Now let me join up the dots for you...
• The Air National Guard is of course part of the United States Air Force.
• Dr Steven Schallhorn was instrumental in the FDA approving lasik.
• Schallhorn was a pilot in the US Navy. (current IMAB member, and previous Optical Express Chief MD until he jumped ship to join his pal Jim Mazzo at Zeiss in 2016).
• Schallhorn and his coho
rts are active members of the ASCRS, as is Dr Eric Donnenfeld, Mr Puglisi’s lasik surgeon.

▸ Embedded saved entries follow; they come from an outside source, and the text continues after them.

PR #1452, opened 2024-06-17
style: include Chain Fusion logo

AntonioVentilii-DFINITY:
# Motivation

We introduce the Chain Fusion logo in its first version.

# Changes

- Add Chain Fusion logo as SVG.
- Include the logo in the `NetworksSwitcher` component.

### DIFF
--- a/src/frontend/src/lib/components/networks/NetworksSwitcher.svelte
+++ b/src/frontend/src/lib/components/networks/NetworksSwitcher.svelte
@@ -5,7 +5,6 @@
 	import IconMorePlain from '$lib/components/icons/IconMorePlain.svelte';
 	import Network from '$lib/components/networks/Network.svelte';
 	import { selectedNetwork } from '$lib/derived/network.derived';
-	import { nonNullish } from '@dfinity/utils';
 	import { networksMainnets, networksTestnets } from '$lib/derived/networks.derived';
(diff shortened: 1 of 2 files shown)


AntonioVentilii-DFINITY:
We could discuss if at some point we can extract the `Img` component to try and re-use the `Logo` component.

src/frontend/src/lib/components/networks/NetworksSwitcher.svelte
```diff
@@ -31,7 +32,17 @@
 	aria-label={$i18n.networks.title}
 >
 	<div class="w-full h-full md:w-[28px] md:h-[28px]">
-		{#if nonNullish($selectedNetwork?.icon)}
+		{#if isNullish($selectedNetwork)}
```
peterpeterparker, line 35: What about inlining instead of duplicating properties?

```
<Img
				src={$selectedNetwork?.icon ?? chainFusion}
				alt={replacePlaceholders($i18n.core.alt.logo, {
					$name: $selectedNetwork?.name ?? $i18n.networks.chain_fusion
				})}
				width="100%"
				height="100%"
				rounded
			/>
```

 WDYT?

AntonioVentilii-DFINITY: yes! i have avoided it to keep the IF logic, but I prefer it too

peterpeterparker (approved):
LGTM, thx

PR #1973, opened 2024-08-06
refactor(backend): Use builder pattern for test env setup

bitdivine:
# Motivation
There are currently two functions for creating a test environment, called `setup_()` and `setup_with_custom_wasm()`.  For tests with the new separate signer canister I find the need for more variants.  Rather than creating many variants, it makes sense to create one builder.

# Changes
- Replace the test environment constructors with a builder.

# Tests
- See existing CI


src/backend/tests/it/upgrade/credentials_init_args.rs
```diff
@@ -1,7 +1,7 @@
 use crate::upgrade::constants::BACKEND_V0_0_25_WASM_PATH;
 use crate::upgrade::types::{ArgV0_0_25, InitArgV0_0_25};
```
bitdivine, line 2: Bulk change: Change calls to `setup*` to calls to the builder instead.

src/backend/tests/it/utils/pocketic.rs
```diff
@@ -15,35 +15,183 @@ const BACKEND_WASM: &str = "../../target/wasm32-unknown-unknown/release/backend.
 // Instead, we can use the master_ecdsa_public_key suffixed with the subnet ID. PocketID adds the suffix because it can have multiple subnets.
 const SUBNET_ID: &str = "fscpm-uiaaa-aaaaa-aaaap-yai";
```
bitdivine, line 17: This is the builder, the main contribution of this PR.

src/backend/tests/it/utils/pocketic.rs
```diff
@@ -68,6 +216,8 @@ pub fn upgrade_with_wasm(
 
     let arg = encoded_arg.unwrap_or(encode_one(&init_arg()).unwrap());
 
+    pic.advance_time(Duration::from_secs(100_000));
```
bitdivine, line 219: If we redeploy frequently without advancing the clock, `PocketIc` starts throwing errors about too many cycles being used.  I put this here rather than at the end of the builder deployment because (in theory) a canister can be redeployed many times.  In current tests we redeploy only once, as far as I can see, but this location seems safer.

src/backend/tests/it/upgrade/credentials_init_args.rs
```diff
@@ -15,7 +15,10 @@ fn test_upgrade_credential_init_args() {
         allowed_callers: allowed_callers.clone(),
     });
     let encoded_initial_arg = encode_one(initial_arg).unwrap();
-    let pic_setup = setup_with_custom_wasm(BACKEND_V0_0_25_WASM_PATH, Some(encoded_initial_arg));
+    let pic_setup = BackendBuilder::default()
+        .with_wasm(BACKEND_V0_0_25_WASM_PATH)
+        .with_arg(encoded_initial_arg)
```
AntonioVentilii-DFINITY, line 20: I imagine you already checked, but here it should not be optional, right? `Some(encoded_initial_arg)`

AntonioVentilii-DFINITY:
Is it worth to separate 

```rust
let pic_setup = BackendBuilder::default()
        .with_wasm(BACKEND_V0_0_19_WASM_PATH)
        .deploy();

```

to avoid repetition of code? or not really?

bitdivine:
@AntonioVentilii-DFINITY Do you mean, have a dedicated function for that?

src/backend/tests/it/utils/pocketic.rs
frederikrothenberger: How was the value chosen? Would 1 second also be enough?
Maybe leave a comment in the code as well, so that one does not need to dig up the PR to get to this insight. 😉

frederikrothenberger (approved):
LGTM, one small comment.

src/backend/tests/it/utils/pocketic.rs
bitdivine: I could not find the throttling period quickly so I chose a big number (this is just over a day).  I'll put a comment in saying that this is wildly conservative and can be reduced.

PR #1974, opened 2024-08-07
test(build): frontend reproducibility

peterpeterparker:
# Motivation

Reproducible builds are important if Oisy Wallet ever gets decentralized. That way, anyone can verify that a proposed version matches the content of the proposal and, by extension, what will be executed.

# Changes

Similarly to the NNS dapp, provide a script to test the reproducibility of the frontend builds (on the same machine) by running `npm run build` consecutively and comparing the list of files generated, their names, and their SHA values.

In addition, as in Juno, provide a GitHub Action to execute the script on demand or during a release.


AntonioVentilii-DFINITY (approved):
LGTM!

For my info, is it intentional to not provide an extension to the script file? For example ".sh"

peterpeterparker:
> For my info, is it intentional to not provide an extension to the script file? For example ".sh"

You are right it's more consistent to append the extension given that all our scripts do so. Thanks.

scripts/test.frontend.reproducibility.sh
```diff
@@ -0,0 +1,33 @@
...
+# Exit if a difference is detected.
+
+DIR=tmp
+
+if [ ! -d "$DIR" ]; then
+  mkdir "$DIR"
+fi
+
+for ((n = 0; n < 10; n++)); do
+  npm run build && find build -type f -exec sha256sum {} \; | awk '{print $2 " " $1}' | sort >"$DIR/sha256-batch${n}.txt"
```
bitdivine, line 13: Note that building several times in a row does not guarantee reproducibility.  For example, at one time Java used an implementation of HashMap that used a random seed set on boot.  This was a defence against targeted denial of service attacks that relied on knowing the HashMap buckets.  So as  long as a server was not rebooted, the elements of a hash map would be in the same order.  Reboot and they would be completely different.

This is still valuable, please just be aware that we might still have problems! :construction_worker:

bitdivine (approved):
Looks useful, thanks!

.github/workflows/frontend-reproducibility.yaml
```diff
@@ -0,0 +1,32 @@
...
+        uses: actions/checkout@v4
+
+      - name: Prepare
+        uses: ./.github/actions/prepare
+
+      - name: Run reproducibility test
+        run: bash ./scripts/test.frontend.reproducibility.sh
+        shell: bash
+
+      - name: Check script exit status
```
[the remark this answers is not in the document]
peterpeterparker: Oh good idea! Done. Let me know if the implementation is correct now?

scripts/test.frontend.reproducibility.sh
peterpeterparker: I hope we do not have a random seed hardcoded in the frontend 😉

Noted

PR #1975, opened 2024-08-07
fix(build): frontend reproducibility

peterpeterparker:
# Motivation

By default, SvelteKit uses an environment variable `version`, assigned to the build timestamp, to ensure that the client always receives the latest chunks when a new version is deployed. This field is used for chunking purposes.

However, since we are particularly interested in reproducibility, this option undermines reproducibility.

Therefore, instead of using the default timestamp, we set the version field to the actual version of the release, as specified in `package.json`, which is constant for a same build but, different accross releases.

# Changes

- There was a misplacement of the `version` field in the Svelte configuration within `svelte.config`, which caused the build to ignore our settings.


AntonioVentilii-DFINITY (approved):

bitdivine:
Is the version field change every time you deploy?  I am worried about situations such as deploying repeatedly to localhost.

Some ideas:
- Use the git hash
- Use the git tree hash of `src/frontend` (this is basically the hash of the files and ignores the git history, so if there is say a  commit that updates the README, the tree hash is not updated).  This could potentially help avoid unnecessary rebuilds.
  ```
  git rev-parse HEAD:src/frontend
  ```
- Use the git hash IF git is clean, else the timestamp.  Otherwise updates in a dirty repo may not produce a clean rebuild.

bitdivine (approved):
Fix looks good to me.  Thanks!

peterpeterparker:
> Is the version field changed every time you deploy?

No. The `version` is set to the static version set in `package.json` - For example `v0.0.32`.

> use the git hash

We could potentially do this if we are interested to check reproducibility on every PR but, in this proposition, the idea is to check the reproducibility on release assuming that development does not alter this feature. Therefore, at least for a first iteration, I guess that using the version number is correct. Agree?

PR #1978, opened 2024-08-07
refactor(frontend): create component ReceiveButtonWithModal

AntonioVentilii-DFINITY:
# Motivation

We create a new component `ReceiveButtonWithModal` that incorporated the ReceiveButton with any specific modal required.

# Changes

- Create new component `ReceiveButtonWithModal` with a slot for the modal. Among the props there is the possibility of providing a specific `modalId` if required.
- Adapted usage throughout the code.

# Tests

Manual test on local replica showed no changes.


src/frontend/src/lib/components/receive/ReceiveButtonWithModal.svelte
```diff
@@ -0,0 +1,16 @@
+<script lang="ts">
+	import { modalStore } from '$lib/stores/modal.store';
+	import ReceiveButton from '$lib/components/receive/ReceiveButton.svelte';
+
+	export let openModal: (modalId: symbol) => void | Promise<void>;
```
peterpeterparker, line 5: Few naming ideas which feel like it could make things less verbose but, just sharing in case you like it.

```
export let openModal => export let open
export let specificModalId => export let modalId

const modalId => const definedModalId (or anything else)
```

src/frontend/src/lib/components/receive/ReceiveButtonWithModal.svelte
```diff
@@ -0,0 +1,16 @@
...
+	export let isOpen: boolean;
+	export let specificModalId: symbol | undefined = undefined;
+
+	const modalId = specificModalId ?? Symbol();
```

'Dr Schallhorn is the founder of the Department of Defense refractive surgery program which now consists of over 20 centers providing mission-enhancing surgery to active duty personnel. He has led many studies on the safety and effectiveness of eye surgery with a special emphasis on evaluating the physiologic impact of environmental extremes, such as hypoxia, hypobaria, as well as the quality of vision. He has presented to the FDA numerous times and was instrumental in the approval of many ophthalmic devices.’
**
www.refractivealliance.com/members/sschallhorn
So when journalist Rona Caryn Rabin asked questions of the US refractive industry, I have no doubt they put their horrid heads together and came up with Justin Puglisi as their poster boy.
***
It's because this industry is so incestuous that they have got away with legally damaging people for so long, and with their slimy tentacles tightly wrapped around government officials and others with bribes, that's why it's such a fight to get this scandal publicised!
But we're getting there!
*Important note! While lasik is the most common laser eye surgery procedure on sale, the only real difference with lasek and PRK is that no flap is cut, but the cornea is similarly burned away and the side effects and complications generally the same.
ALL refractive eye surgery procedures are risky, and ALL are causing major problems for patients: including IOLs, and lens exchange - aka RLE/NLR/NLE, the removal of healthy natural lenses immorally sold to people as an alternative to redaing glasses!
In comparison with the UK, lens exchange in the US is in its infancy, but as more surgeons realise that it's way more lucrative than laser, the numbers of patients reporting problems with these ops will soon escalate.
UK patients reporting serious issues following these ops initially started contacting me in mid 2014, and I predicted that lens exchange would catch up with - if not overtake - post op laser problems.
And sure enough, four years on the numbers have rocketed!
**A highly informative blog about Dr Steven Schallhorn here!
lasikadvisory.blogspot.com/2013/08/is-st...sing-navydod-to.html
***Read the small print under the photo in the NYT article, and - if your eyes are good enough, you'll see that it's allegedly Justin Puglisi undergoing surgery. I'm not aware of patients being automatically filmed, certainly not in the the UK, so call me a conspiracy theorist if you must, but quite a coincidence that they had Mr Puglisi's op on film!